PR #794, opened 2023-02-04
Add support for extra env variables

harshajith:
Adds support for adding extra env variables. This is required under different conditions, i.e adding proxy settings etc

If there are no values defined, it will keep empty env: block


cristiangreco:
@harshajith the helm chart has been moved out of this repo, could you please open your PR against https://github.com/nerdswords/helm-charts?

cristiangreco:
Fixed in https://github.com/nerdswords/helm-charts/pull/13

PR #815, opened 2023-02-16
Add support for Container, queue, and database metrics for MWAA

millin:
https://docs.aws.amazon.com/mwaa/latest/userguide/accessing-metrics-cw-container-queue-db.html


LeeS-NW:
Definitely in support of this PR - this new namespace will be really useful to add given it is distinctly different from the existing AmazonMWAA namespace.

PR #831, opened 2023-02-28
Refactor CW metrics to resource association logic and add tests

thepalbi:
This PR is the first of two that will fix https://github.com/nerdswords/yet-another-cloudwatch-exporter/issues/821. This first PR refactors the logic to contain the actual fix, and adds the failing test scenarios so we can track when the issue is fixed.

### DIFF
--- a/pkg/job/associator.go
+++ b/pkg/job/associator.go
@@ -1,16 +1,24 @@
 package job
 
 import (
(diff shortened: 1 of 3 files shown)


cristiangreco (approved):
Great! 🚀

PR #834, opened 2023-03-02
Return aws_*_info metrics for jobs with no cloudwatch metrics

### LINKED ISSUE #639: [BUG] Missing NLB metrics after upgrade to 0.38-alpha

### Current Behavior

Upgraded yet-another-cloudwatch-exporter from 0.32 to 0.38 and found NLB metrics that were previously being scraped missing. No changes to the NLB resources itself and no indication of errors in YACE logs.

Attached prometheus screengrab shows no NLB metrics being returned after upgrading YACE on 8th Augus
Screenshot 2022-08-15 at 11 10 07
t

### Expected Behavior

NLB metrics being scraped as before. 

### Steps To Reproduce

YACE version 0.38.0-alpha running in kubernetes cluster.
Config for NLB which has stayed the same throughout the upgrade:
      - type: nlb
        regions:
          - eu-west-1
        metrics:
          - name: UnHealthyHostCount
            statistics:
              - Maximum
            period: 300
            length: 600

### Anything else?

_No response_

nhinds:
The `aws_*_info` metrics can be useful even when cloudwatch has no data, e.g. using `aws_nlb_info` for detecting NLBs even with AWS is not reporting any `UnHealthyHostCount` metrics

Fixes #639

### DIFF
--- a/pkg/job/scrape.go
+++ b/pkg/job/scrape.go
@@ -48,7 +48,7 @@ func ScrapeAwsData(
 					jobLogger = jobLogger.With("account", *result.Account)
 
 					resources, metrics := runDiscoveryJob(ctx, jobLogger, cache, metricsPerQuery, tagSemaphore, discoveryJob, region, role, result.Account, cfg.Discovery.ExportedTagsOnMetrics)
-					if len(resources) != 0 && len(metrics) != 0 {
+					if len(resources) != 0 || len(metrics) != 0 {
 						mux.Lock()
 						awsInfoData = append(awsInfoData, resources...)
 						cwData = append(cwData, metrics...)


nhinds:
The failing lint check seems to be a timeout. I don't think I have permissions to retry the check:
```
run golangci-lint
  Running [/home/runner/golangci-lint-1.51.2-linux-amd64/golangci-lint run --out-format=github-actions] in [] ...
  level=error msg="Timeout exceeded: try increasing it by passing --timeout option"
  
  Error: golangci-lint exit with code 4
  Ran golangci-lint in 71649ms
```

cristiangreco:
@nhinds I believe this is fixed in `master` now, would you be able to test it please?

nhinds:
This does not seem to be fixed in `master`. The code in pkg/job/scrape.go still [only adds `aws_*_info` metrics if at least one metric was retrieved from cloudwatch as part of the discovery job for the role/region](https://github.com/nerdswords/yet-another-cloudwatch-exporter/blob/master/pkg/job/scrape.go#L50).

In case it helps, the ["No metrics data found" message is logged](https://github.com/nerdswords/yet-another-cloudwatch-exporter/blob/6d9841f725428f304c6872284a061c3b87a2ff8c/pkg/job/discovery.go#L86), not ["No tagged resources made it through filtering"](https://github.com/nerdswords/yet-another-cloudwatch-exporter/blob/6d9841f725428f304c6872284a061c3b87a2ff8c/pkg/job/discovery.go#L75) or ["Couldn't describe resources"](https://github.com/nerdswords/yet-another-cloudwatch-exporter/blob/6d9841f725428f304c6872284a061c3b87a2ff8c/pkg/job/discovery.go#L77). This means that at least one item is in the `resources` slice, but it gets ignored by `pkg/job/scrape.go` because no metrics for those resources were found.

Adding dummy metrics that you know are always present (e.g. `ProcessedBytes` for NLBs) is still required as a workaround to force some metrics to be returned from the region.

Removing the `if len(metrics) != 0` condition makes the `aws_*_info` metrics always show up if their `searchTags` matched. I could update this PR to remove the `len(metrics)` condition completely if that's okay, or I could rebase this PR on top of `master` to change it to `len(resources) != 0 || len(metrics) != 0`?

It's not super clear to me why the condition is present, other than maybe trying to avoid locking the mutex if a discovery job found no data - but it doesn't seem like we would have a high amount of contention around that mutex from empty scrapes during normal operation.

cristiangreco:
@nhinds there's been a very similar contribution on this topic: https://github.com/nerdswords/yet-another-cloudwatch-exporter/pull/1130

I then remembered about this old PR of yours. Sorry for leaving it go stale.

The PR above introduces a feature flag for the new logic. Would you be able to test it out and check it solves your use case?

nhinds:
I tried switching to SDK v2 at the same time and ran into #1029 where all of the metrics for my current account (with no assumed role) disappeared.

When sticking with the SDK v1, the `always-return-info-metrics` flag works how I would expect though. Thank you for following up.

PR #856, opened 2023-03-14
Allow discovery jobs to return result even if there are no resources

### LINKED ISSUE #257: Configuration to get AWS billing metrics using YACE
Hi, I am trying to get billing metrics using the YACE exporter. Does it support billing metrics? If yes, can someone please help me with the configuration to get them?

### LINKED ISSUE #738: [BUG] AWS SES resource cant have TAG assigned, so is not scraped anymore

### Current Behavior

AWS SES metrics are not scraped anymore, because they do not contain any TAG, but you can't assign tags to SES

### Expected Behavior

Should scrape SES anyway, even without tags

### Steps To Reproduce

_No response_

### Anything else?

`v3.36.1-alpha` was last that version was working  
i suppose it was caused by 
```
Return early if no tagged resources are found. by @cristiangreco in https://github.com/nerdswords/yet-another-cloudwatch-exporter/pull/606
```
that was merged in version `v3.36.2-alpha`

kgeckhart:
There are a few services such as `AWS/Billing`, and `AWS/SES` which are not resources based. This excludes them from being able to be run via a discovery job. This PR attempts to fix that via removing some early exits in the event resources are not found. 

Resource discovery and metrics discovery are only tied together via a loose ability to associate data between the two. If a metric can't be linked back to a resource it's tagged as "global" already, https://github.com/kgeckhart/yet-another-cloudwatch-exporter/blob/1159de1154138efffc224447c552a54618391f3c/pkg/job/discovery.go#L190-L199. This to me indicates, as long as we didn't expect to find resources it's okay that none were found.

Resolves #738
Resolves #257

### DIFF
--- a/pkg/apitagging/client.go
+++ b/pkg/apitagging/client.go
@@ -57,8 +57,10 @@ func NewClient(
 func (c Client) GetResources(ctx context.Context, job *config.Job, region string) ([]*model.TaggedResource, error) {
 	svc := config.SupportedServices.GetService(job.Type)
 	var resources []*model.TaggedResource
+	shouldHaveDiscoveredResources := false
 
 	if len(svc.ResourceFilters) > 0 {
+		shouldHaveDiscoveredResources = true
 		inputparams := &resourcegroupstaggingapi.GetResourcesInput{
 			ResourceTypeFilters: svc.ResourceFilters,
 			ResourcesPerPage:    aws.Int64(100), // max allowed value according to API docs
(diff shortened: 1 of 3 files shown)


pkg/apitagging/client.go
```diff
@@ -119,5 +122,11 @@ func (c Client) GetResources(ctx context.Context, job *config.Job, region string
 		}
 	}
 
+	if shouldHaveDiscoveredResources && len(resources) == 0 {
+		return nil, ErrExpectedToFindResources
+	}
```
kgeckhart, line 127: This does produce a behavioral change, previously no resources was an info and it will now be an error. I'm not sure this is a bad thing though since it's likely user error that no resources were found when expected.

pkg/apitagging/client.go
```diff
@@ -119,5 +122,11 @@ func (c Client) GetResources(ctx context.Context, job *config.Job, region string
...
+
 	return resources, nil
 }
+
+var ErrExpectedToFindResources = errors.New("expected to discover resources but none were found")
```
thepalbi, line 132: nit: can we move the error definition towards the top of the file?

cristiangreco (approved):

PR #887, opened 2023-04-12
Refactor use of findGetMetricDataByID

cristiangreco:


pkg/job/discovery.go
```diff
@@ -94,41 +94,63 @@ func scrapeDiscoveryJobUsingMetricData(
...
+		count++
 	}
-
 	wg.Wait()
-	return resources, cw
+
+	// update getMetricDatas with fetched values and timestamps
+	for _, data := range getMetricDataOutput {
+		for _, metricDataResult := range data.MetricDataResults {
+			idx := findGetMetricDataByID(getMetricDatas, *metricDataResult.Id)
```
thepalbi, line 123: what was `metricDataResult.Id` here? can we add a comment explaining that?

pkg/job/discovery.go
```diff
@@ -94,41 +94,63 @@ func scrapeDiscoveryJobUsingMetricData(
...
+			if len(metricDataResult.Values) != 0 {
+				getMetricDatas[idx].GetMetricDataPoint = metricDataResult.Values[0]
+				getMetricDatas[idx].GetMetricDataTimestamps = metricDataResult.Timestamps[0]
+			}
+			getMetricDatas[idx].MetricID = nil // mark as processed
+		}
+	}
+
+	// remove unprocessed/unknown elements in place (if any)
+	getMetricDatas = compactSlice(getMetricDatas)
```
thepalbi, line 137: the compaction is worth because `getMetricDatas` might have a really high cardinality for example in EC2 with lots of instances + we release early memory right?

cristiangreco:
@thepalbi I've refactored the slice compaction into a separate method (think can be used in other places) and added comments. Can you please have another pass?

thepalbi (approved):
just perfect!

pkg/job/compact.go
```diff
@@ -0,0 +1,21 @@
...
+			i++
+		}
+	}
+	// nil out any left element
+	for j := i; j < len(input); j++ {
+		input[j] = nil
+	}
+	// set new slice length to allow released elements to be collected
+	return input[:i]
+}
```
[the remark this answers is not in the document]
cristiangreco: Did a benchmark before merging the PR and this showed zero allocations. Anyway I'm not entirely satisfied with the memory usage show here -- as I'm touching this part of the code in other PRs I might edit or just revert this implementation.

PR #893, opened 2023-04-14
Add counter to see if duplicate metrics are still a problem

kgeckhart:
At the end of the scraping process there's logic to remove duplicate metrics, https://github.com/kgeckhart/yet-another-cloudwatch-exporter/blob/c480407b659b5fa334bb47cdc1b9ba14ceefbcfa/pkg/promutil/prometheus.go#L140-L166, which has existed for a long time. I lost the exact changeset but it was somewhere in 2018 before PR's were being done. I'm not sure it's needed anymore and the work it's doing is non-trivial.

### DIFF
--- a/pkg/exporter.go
+++ b/pkg/exporter.go
@@ -27,6 +27,7 @@ var Metrics = []prometheus.Collector{
 	promutil.Ec2APICounter,
 	promutil.DmsAPICounter,
 	promutil.StoragegatewayAPICounter,
+	promutil.DuplicateMetricsFilteredCounter,
 }
 
 const (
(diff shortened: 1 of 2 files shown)


pkg/exporter.go
```diff
@@ -155,7 +156,8 @@ func UpdateMetrics(
 
 	metrics = append(metrics, promutil.BuildNamespaceInfoMetrics(tagsData, options.labelsSnakeCase, logger)...)
 
-	registry.MustRegister(promutil.NewPrometheusCollector(metrics))
+	collector := promutil.NewPrometheusCollector(metrics)
+	registry.MustRegister(collector)
```
kgeckhart, line 160: Given the complexity of the duplicate metric code I was surprised it didn't show up in pprof. After I made this change it started appearing. I have no idea why this is the case though.

PR #903, opened 2023-04-18
Support recentlyActive parameter in Cloudwatch API to reduce number of old metrics

PerGon:
For certain installations with a lot of instances and a lot of churn in resources (for example EC2 instances), it could be the case that old metrics are not desirable or completely irrelevant. But for the most part, they will still be present in the API if the flag `recentlyActive` is not passed.

This PR adds new configuration to a job in the form of the parameter `recentlyActiveOnly: boolean` - see [AWS docs for cloudwatch](https://docs.aws.amazon.com/cli/latest/reference/cloudwatch/list-metrics.html#options) (scroll for `recentlyActive` parameter).

In some cases the amount of data dropped can be very significant. Example (only change is flipping the `recentlyActiveOnly` flag):

#### recentlyActiveOnly is false
```
$ curl localhost:5001/metrics | wc -l
  528826
  ```
  
#### recentlyActiveOnly is true
```
$ curl localhost:5001/metrics | wc -l
  34028
  ```

Is this addition something you can consider including in YACE?
Thanks

### DIFF
--- a/pkg/clients/cloudwatch/client.go
+++ b/pkg/clients/cloudwatch/client.go
@@ -43,7 +43,7 @@ func NewClient(logger logging.Logger, cloudwatchAPI cloudwatchiface.CloudWatchAP
 	}
 }
 
-func GetListMetricsInput(metricName string, namespace string, recentlyActiveOnly bool) *cloudwatch.ListMetricsInput {
+func getListMetricsInput(metricName string, namespace string, recentlyActiveOnly bool) *cloudwatch.ListMetricsInput {
 	if !recentlyActiveOnly {
 		return &cloudwatch.ListMetricsInput{
 			MetricName: aws.String(metricName),
@@ -59,7 +59,7 @@ func GetListMetricsInput(metricName string, namespace string, recentlyActiveOnly
 }
 
 func (c client) ListMetrics(ctx context.Context, namespace string, metric *config.Metric, recentlyActiveOnly bool, fn func(page []*model.Metric)) ([]*model.Metric, error) {
-	filter := GetListMetricsInput(metric.Name, namespace, recentlyActiveOnly)
+	filter := getListMetricsInput(metric.Name, namespace, recentlyActiveOnly)
 
 	if c.logger.IsDebugEnabled() {
 		c.logger.Debug("ListMetrics", "input", filter)
--- a/pkg/clients/cloudwatch/client.go
+++ b/pkg/clients/cloudwatch/client.go
@@ -2,11 +2,13 @@ package cloudwatch
 
 import (
 	"context"
+	"time"
+
 	"github.com/aws/aws-sdk-go/aws"
 	"github.com/aws/aws-sdk-go/service/cloudwatch"
 	"github.com/aws/aws-sdk-go/service/cloudwatch/cloudwatchiface"
+
 	"github.com/nerdswords/yet-another-cloudwatch-exporter/pkg/config"
-	"time"
 
 	"github.com/nerdswords/yet-another-cloudwatch-exporter/pkg/logging"
 	"github.com/nerdswords/yet-another-cloudwatch-exporter/pkg/model"
--- a/pkg/clients/cloudwatch/client.go
+++ b/pkg/clients/cloudwatch/client.go
@@ -43,21 +43,6 @@ func NewClient(logger logging.Logger, cloudwatchAPI cloudwatchiface.CloudWatchAP
 	}
 }
 
-func getListMetricsInput(metricName string, namespace string, recentlyActiveOnly bool) *cloudwatch.ListMetricsInput {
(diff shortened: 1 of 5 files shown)


PerGon:
We have rolled out this internally, and we see HUGE improvements in CPU and Memory usage. Patched version was rolled out around 9h45 in the image below timeline.
image

If you see this coming into YACE, I'll proceed with writing the docs and what-not.

One thing to consider is that the flag `recentlyActiveOnly` could be true by default. As I see it, the vast majority of cases YACE is pulling recentish data (I might be wrong 😅 ) - so cost and performance wise, this flag default as true would make sense. What do you think?

pkg/apicloudwatch/client.go
```diff
@@ -13,7 +12,7 @@ import (
 )
 
 type CloudWatchClient interface {
-	ListMetrics(ctx context.Context, namespace string, metric *config.Metric) (*cloudwatch.ListMetricsOutput, error)
+	ListMetrics(ctx context.Context, namespace string, metric *config.Metric, recentlyActiveOnly bool) (*cloudwatch.ListMetricsOutput, error)
```
cristiangreco, line 15: @PerGon if you rebase you'll have a conflict here as the signature of this method has changed on `master`.

In general, I like that you introduced a `getListMetricsInput` func. I think we should take this opportunity to:
- make a `GetListMetricsInput` exported func
- change stuff in `pkg/job` to call it
- change the signature of `ListMetrics` to take `ctx` and `input`

cristiangreco: @PerGon do you have time to pick this up again?

PerGon: I've rebased and if I understood correctly, I got your suggestions in.

How does it look now?

cristiangreco: @PerGon the change looks good, but after merging https://github.com/nerdswords/yet-another-cloudwatch-exporter/pull/929 we're going in a different direction. I think you can basically go back to what was your original implementation, with the new param passed to `ListMetrics`. Sorry for the noise.

PerGon: No worries. Reverted back to the initial implementation - rebased to master.

How do you suggest to proceed?

pkg/clients/cloudwatch/client.go
```diff
@@ -42,11 +43,23 @@ func NewClient(logger logging.Logger, cloudwatchAPI cloudwatchiface.CloudWatchAP
 	}
 }
 
-func (c client) ListMetrics(ctx context.Context, namespace string, metric *config.Metric, fn func(page []*model.Metric)) ([]*model.Metric, error) {
-	filter := &cloudwatch.ListMetricsInput{
-		MetricName: aws.String(metric.Name),
-		Namespace:  aws.String(namespace),
+func getListMetricsInput(metricName string, namespace string, recentlyActiveOnly bool) *cloudwatch.ListMetricsInput {
```
cristiangreco, line 46: nit: could you please move this func to just after `ListMetrics`?

pkg/clients/cloudwatch/client.go
```diff
@@ -42,11 +43,23 @@ func NewClient(logger logging.Logger, cloudwatchAPI cloudwatchiface.CloudWatchAP
...
+		return &cloudwatch.ListMetricsInput{
+			MetricName: aws.String(metricName),
+			Namespace:  aws.String(namespace),
+		}
+	}
+	recentActiveString := "PT3H"
+	return &cloudwatch.ListMetricsInput{
+		MetricName:     aws.String(metricName),
+		Namespace:      aws.String(namespace),
+		RecentlyActive: &recentActiveString,
```
cristiangreco, line 57: Another nit: might be preferrable to keep a single return statement, like in 

```go
	var recentlyActive *string
	if recentlyActiveOnly {
		recentlyActive = aws.String("PT3H")
	}

	filter := &cloudwatch.ListMetricsInput{
		MetricName:     aws.String(metric.Name),
		Namespace:      aws.String(namespace),
		RecentlyActive: recentlyActive,
	}
```

pkg/config/config.go
```diff
@@ -44,6 +44,7 @@ type Job struct {
 	DimensionNameRequirements []string    `yaml:"dimensionNameRequirements"`
 	Metrics                   []*Metric   `yaml:"metrics"`
 	RoundingPeriod            *int64      `yaml:"roundingPeriod"`
+	RecentlyActiveOnly        bool        `yaml:"recentlyActiveOnly"`
```
cristiangreco, line 47: Can we please document this new param at `docs/configuration.md`?

PerGon:
Did the suggested changes 😄 Happy to add/change more things if needed 😃

cristiangreco (approved):

PR #905, opened 2023-04-20
Add feature flag to process ListMetrics response during pagination

cristiangreco:
Allow processing ListMetrics API results page-by-page rather than all at once, which should reduce peak memory usage at the expense of slightly higher processing time.

This is currently opt-in behind a new feature flag.

### DIFF
--- a/pkg/job/discovery.go
+++ b/pkg/job/discovery.go
@@ -82,6 +82,10 @@ func scrapeDiscoveryJobUsingMetricData(
 		return resources, cw
 	}
 
+	if len(resources) == 0 {
+		logger.Debug("No tagged resources", "region", region, "namespace", job.Type)
+	}
+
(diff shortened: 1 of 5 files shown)


pkg/job/discovery.go
```diff
@@ -82,6 +82,10 @@ func scrapeDiscoveryJobUsingMetricData(
 		return resources, cw
 	}
 
+	if len(resources) == 0 {
+		logger.Debug("No tagged resources", "region", region, "namespace", job.Type)
+	}
+
```
cristiangreco, line 88: This log line was within the loop below but it makes more sense to be here.

kgeckhart: I _kinda_ understand the original intent of saying "this metric can't be associated back to resources". But I 100% agree it's better here since it's a fact for the all metrics in the aws namespace not just one or two metrics.

PR #405, opened 2025-09-03
jwt: support multiple JWT providers in jwtAuth Policy

### LINKED ISSUE #402: Support Multiple JWT Issuers in jwtAuth Policy
## Summary

Add support for configuring multiple JWT issuers in the `jwtAuth` policy to enable authentication against tokens from different identity providers within a single route.

## Problem Statement

Currently, the `jwtAuth` policy only supports a single issuer per configuration. In multi-tenant or federated authentication scenarios, it would be nice to have applications accept JWT tokens from multiple trusted issuers (e.g., different OAuth providers or tenant-specific identity servers).

This will be similar to the case of other products as follows.

- https://docs.solo.io/gloo-mesh-enterprise/main/security/jwt/jwt-multiple-providers/
- https://hasura.io/docs/2.0/auth/authentication/multiple-jwt-secrets/

## Proposed Solution

Extend the `jwtAuth` policy to support multiple issuers while maintaining backward compatibility with existing single-issuer configurations.

### Configuration Format

**Current (Single Issuer):**
```yaml
jwtAuth:
  mode: strict
  issuer: "https://auth.example.com"
  audiences: ["api", "frontend"]
  jwks:
    url: "https://auth.example.com/.well-known/jwks.json"
```

**New (Multiple Issuers):**
```yaml
jwtAuth:
  mode: strict
  issuers:
    - issuer: "https://auth1.example.com"
      audiences: ["api", "frontend"]
      jwks:
        url: "https://auth1.example.com/.well-known/jwks.json"
    - issuer: "https://auth2.example.com"
      audiences: ["mobile", "api"]
      jwks:
        url: "https://auth2.example.com/.well-known/jwks.json"
```

If this idea is acceptable, I can proceed with the work on this part.

heojay:
Resolve #402

---

- In the original issue, I used the term `issuers`. But since the [reference](https://docs.solo.io/gloo-mesh-enterprise/main/security/jwt/jwt-multiple-providers/) also uses `provider`, and because it overlaps with the existing `issuer` field, I changed the name to `providers`. I think this name fits better, as it makes clear that each one is an independent authentication provider.
  - Still, I’d be happy to hear any suggestions for a better field name or other feedback.
- I’m not very familiar with Rust, so some parts may not be perfect. Thanks for your understanding.
- Additionally, I’m wondering if this feature also requires a UI change before it can be released.
  - Currently, if both a single provider and multiple providers are configured, the code treats it as an invalid config.
  - However, if `providers` is set in the file and jwtAuth is modified through the UI, the UI still returns the providers field as is, which causes it to fail.

### DIFF
--- a/crates/agentgateway/src/http/jwt.rs
+++ b/crates/agentgateway/src/http/jwt.rs
@@ -57,6 +57,12 @@ pub enum JwkError {
 #[derive(Clone)]
 pub struct Jwt {
 	mode: Mode,
+	providers: Vec<Provider>,
+}
+
+#[derive(Clone)]
+struct Provider {
+	issuer: String,
 	keys: HashMap<String, Jwk>,
 }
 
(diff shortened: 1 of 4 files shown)


crates/agentgateway/src/http/jwt.rs
```diff
@@ -85,12 +109,28 @@ impl Debug for Jwt {
...
+		#[serde(default)]
+		mode: Mode,
+		providers: Vec<ProviderConfig>,
+	},
+	Single {
+		#[serde(default)]
+		mode: Mode,
+		issuer: String,
+		audiences: Vec<String>,
+		jwks: serdes::FileInlineOrRemote,
```
howardjohn, line 126: very nit: I think you could do 
```rust
#[serde(flatten)
provider: ProviderConfig,
```

though I have had issues with flatten+enum so maybe not

howardjohn (approved):
great work!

● ● ●

** Activity **
In the listing, find each line with the string "latest" and copy it.

** Result of the task **
https://docs.aws.amazon.com/mwaa/latest/userguide/accessing-metrics-cw-container-queue-db.html
This PR adds new configuration to a job in the form of the parameter `recentlyActiveOnly: boolean` - see [AWS docs for cloudwatch](https://docs.aws.amazon.com/cli/latest/reference/cloudwatch/list-metrics.html#options) (scroll for `recentlyActive` parameter).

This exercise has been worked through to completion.